# CoD2 pb problem



## S|4ppY (May 25, 2006)

Hey guys i couldnt figure out a legit way to fix the pb problem that i have. ive searched and searched but cant figure out how. So this is what happens, i go into a server and within seconds i get kicked from pb and it says kicked from pb blah blah blah corrupted file/memory. now i have the updated pb stuff saved in my PB/HTM folder and it still doesnt work!
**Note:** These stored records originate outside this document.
Issue #804, opened 2020-02-20
DynamicRestMapper dose not cancel previous rate.Reservation when rate limiter returns non-zero delay?


yuxiangqian:
Ran into an issue today while creating hundreds of resources within short period of time, DynamicRestMapper kept returning ErrRateLimited from Create call, and even if I put time.Sleep into the code with the returned duration from [DelayIfRateLimited](https://github.com/kubernetes-sigs/controller-runtime/blob/master/pkg/client/apiutil/dynamicrestmapper.go#L46), the situation persists.
Did some digging, and found there might be a bug in the implementation [here](https://github.com/kubernetes-sigs/controller-runtime/blob/master/pkg/client/apiutil/dynamicrestmapper.go#L202).

The function tries to obtain a token from rate.Limiter, and did not cancel the Reservation before returning error. My suspect is that even though the caller retries to call the API next time later, because the previous Reservation has not been released yet, it would cause rate.Limiter to keep on returning a Reservation with Duration != 0. Here is a simple code snippet which could prove that theory:

package main
import (
	"fmt"
	"time"
	"golang.org/x/time/rate"
)
type myLimiter struct {
	limiter *rate.Limiter
}
func (l *myLimiter) Reserve() *rate.Reservation {
	return l.limiter.Reserve()
}
func newLimiter() *myLimiter {
	l := &myLimiter{}
	l.limiter = rate.NewLimiter(2, 2)
	return l
}
type serverWithLimiter struct {
	l *myLimiter
}
func NewServer() *serverWithLimiter {
	s := &serverWithLimiter{}
	s.l = newLimiter()
	return s
}
func (s *serverWithLimiter) serve(i int) time.Duration {
	r := s.l.Reserve()
	if r.Delay() != 0 {
		// r.Cancel()
		return r.Delay()
	}
	fmt.Printf("process int %d\n", i)
	return 0
}
}
}

func main() {
	s := NewServer()
	for i := 0; i < 5; i++ {
		if d := s.serve(i); d != 0 {
			fmt.Printf("sleeping: %d\n", d)
			time.Sleep(d)
			i--
		}
	}
}

vincepri:
Could you submit a PR with a test case for this behavior?

/priority awaiting-more-evidence

alexeldeib:
[...]

PR #859, opened 2020-03-15
🐛 fix conservative delay in rate limiter

alexeldeib:
fixes https://github.com/kubernetes-sigs/controller-runtime/issues/804

this test case fails on master, and should succeed


vincepri:
/approve

Great oneliner fix!

Issue #1884, opened 2022-05-03
Add and remove watches at runtime


jcanseco:
Opening a new issue to raise visibility of [my question here](https://github.com/kubernetes-sigs/controller-runtime/issues/246#issuecomment-965988777).

We have a very similar use-case as that linked issue, and we'd like to know how one can actually remove watches at runtime.

FillZpp:
@jcanseco Could you please describe your use-case that needs to remove watches(informers) dynamically?

jcanseco:
@FillZpp sure.

Suppose you have a Resource A that depends on Resource B. We'd like to immediately reconcile Resource A once Resource B is Ready.

We were hoping to do that by having the Resource A Controller create a Watch on Resource B, so that we can enqueue Resource A for immediate reconciliation once Resource B is ready. Once done, we'd like to remove the Watch since it's no longer needed.

Please let us know if there is a better way to resolve this problem as well.

FillZpp:
Are A and B the resource kinds or the object names?

I suppose they are the resource kinds. So you firstly watch two kinds, but you only care about **ONE object** of the kind B. After watching the only object of kind B, your controller triggers to reconcile kind A and no longer needed to watch kind B.

Do I understand correctly?

jcanseco:
Ah yes apologies for not being precise enough. That is correct.

To be particularly precise: Resource A and B are two particular objects (i.e. uniquely identified by the combination of their GVK, Namespace, and Name).

Typically in our case, the GVKs of Resource A and B are different.

FillZpp:
Understand. Another question is, is there only one particular object of Resource B? Or there are multiple objects of Resource B, but you only need to watch the particular one of them?

How about this:
- If there is only one object of Resource B, I think you don't have to stop and remove its informer.
- If there are multiple objects, you could use [SelectorByObject](https://github.com/kubernetes-sigs/controller-runtime/blob/master/pkg/cache/cache.go#L120) to make sure your cache only watch the particular object and then don't have to stop and remove it.

jcanseco:
By Resource B, are you referring to just the GVK? If so, yes, there can be multiple objects with GVK B, but we only need to watch one particular object (i.e. a particular GVK + Namespace + Name combination).

I am not sure I understand the suggestion -- can you elaborate?

[...]

PR #2043, opened 2022-11-11
⚠ Bump K8s v0.26.0-alpha.3

FillZpp:

Bump K8s v0.26.0-alpha.3

Note that because of the new removal of event handler in K8s 1.26 https://github.com/kubernetes/kubernetes/pull/111122, this PR is a breaking change.

After it merged, I will post a new PR to support removal of watches/controllers for https://github.com/kubernetes-sigs/controller-runtime/issues/1884.


pkg/cache/cache.go
```diff
@@ -78,11 +78,19 @@ type Informer interface {
 	// AddEventHandler adds an event handler to the shared informer using the shared informer's resync
 	// period.  Events to a single handler are delivered sequentially, but there is no coordination
 	// between different handlers.
-	AddEventHandler(handler toolscache.ResourceEventHandler)
+	// It returns a registration handle for the handler that can be used to remove
+	// the handler again.
+	AddEventHandler(handler toolscache.ResourceEventHandler) (toolscache.ResourceEventHandlerRegistration, error)
```
alvaroaleman, line 83: @FillZpp can we maybe have to distinct PRs, one that just bumps the deps and a follow-up that changes the interfaces so that our release note tooling will be able to properly call out the EventHandler change?

FillZpp: Sure, I can do this, but the first one will fail to run golangci-lint and some other tests. Is it ok?

alvaroaleman: Maybe just use a tiny wrapper around the upstream `AddEventHandler` that just does `_, _ = AddEventHandler(handler)`?

alvaroaleman (approved):
thanks!

PR #2045, opened 2022-11-15
✨ add EnableRateLimiting to EnqueueRequestForObject handler

jakobmoellersap:
This allows controllers using EnqueueRequestForObject to enable rate-limited adding of a resource via EnableRateLimiting flag. By default it is set to off, resulting in no compatibility changes.


alvaroaleman:
@jakobmoellersap its the first time I see someone asking for this. Can you please implement an eventhandler downstream instead?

Just lookin for some answers.:upset:


----------



## Terry Seyforth (Dec 7, 2004)

Have you been on any sites for mods or add ons.


----------



## S|4ppY (May 25, 2006)

ive searched like everything on google and i went ot pb.com and i manually downloaded the new version and when i go into some servers it still says pb detects runningold version and sometimes i get kicked for it. ive done exacly what is says on punkbuster.com about downloading hte new version and it still says that sometimes. What ive noticed is that it only does it in certain servers. Ill try the pb thing one more time and ill post again about what happened. :upset:


----------



## Terry Seyforth (Dec 7, 2004)

It seems like a similar problem I had with FARCRY,( I had problems with curtain servers ) I didnt play it for ages because I got battlefield 2, I even deleted the whole game.
But the other day I thought I might reload the game and patches, low and behold it works fine now.
I think they should put out warnings with these games " YOU WILL HAVE LOADS OF F*****G PROBLEMS WITH THIS GAME "
There isnt many games that I play on the internet that I dont have trouble with except STEAM, They seem to have it figured out, games like counter strike, half life multiplayer. I havent had any problem with them.
I got a game the other day called GHOST RECON, avoid this like the plague, it was terrible, unless you have the top system, when I say top I mean top, alienware or such, the game stinks, I played ten minutes and then put it on ebay. glitches dont come into it.


----------



## S|4ppY (May 25, 2006)

you are right they should put those kindo f warnings on them, that would be helpful and i wouldnt have any of my games. Since a couple of days ago when that first happened it has hapnt again buyt now i get some gay @$$ error saying blocked O/S privelages and that happewns to me in like every CoD2 server. Sooooo......., it kinda pisses me. I cant even go into a server for 10 secs without getting getting kicked via punkbuster for that same reason. Although the one time i played FARCRY online i sucked so i never played it again lol. Im just trying to find some answers on how to fix the O/S privelages problem now and ive searched it and i get nothing and i mean nothing. Ive seen other people getted for the same reason but ive neevr seen any posts about it. But anyway if you see a cod forums place or a place that i might find soem answers i would very much appreciate it. THX:sigh:


----------



## Terry Seyforth (Dec 7, 2004)

This is the executable for Punkbusters Client side AUTO UPDATING using WINDOWS Operating Systems:
http://www.evenbalance.com/downloads/pbweb.exe

Be sure to save the pbweb.exe into the home "pb" folder (C:\Program Files\Call of Duty\pb) on your hard drive and then launch PBWEB.exe. If PBWEB is not launched from inside the home "pb" directory/folder, then it will not work.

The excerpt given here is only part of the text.